> _The problem_
Copy every line from the data below in which the string "stylelint" can be found.

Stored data
++++++

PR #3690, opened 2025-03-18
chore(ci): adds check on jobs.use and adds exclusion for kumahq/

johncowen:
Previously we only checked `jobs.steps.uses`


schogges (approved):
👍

++++++

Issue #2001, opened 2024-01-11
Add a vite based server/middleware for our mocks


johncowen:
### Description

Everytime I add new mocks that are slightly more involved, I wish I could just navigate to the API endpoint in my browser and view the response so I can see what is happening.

++++++

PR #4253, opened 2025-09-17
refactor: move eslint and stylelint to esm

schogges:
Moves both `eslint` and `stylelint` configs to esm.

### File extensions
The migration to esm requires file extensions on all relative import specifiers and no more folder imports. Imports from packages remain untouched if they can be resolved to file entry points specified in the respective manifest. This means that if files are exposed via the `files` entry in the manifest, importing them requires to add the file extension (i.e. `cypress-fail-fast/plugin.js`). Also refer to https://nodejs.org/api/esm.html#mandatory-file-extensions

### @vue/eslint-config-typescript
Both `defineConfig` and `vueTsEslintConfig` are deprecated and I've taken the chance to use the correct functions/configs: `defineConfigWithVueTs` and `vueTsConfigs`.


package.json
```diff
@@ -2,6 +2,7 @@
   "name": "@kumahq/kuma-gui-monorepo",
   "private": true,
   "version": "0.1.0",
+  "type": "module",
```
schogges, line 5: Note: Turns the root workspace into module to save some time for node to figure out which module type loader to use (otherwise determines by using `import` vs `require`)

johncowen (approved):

++++++

> _Exercise output_
refactor: move eslint and stylelint to esm
Moves both `eslint` and `stylelint` configs to esm.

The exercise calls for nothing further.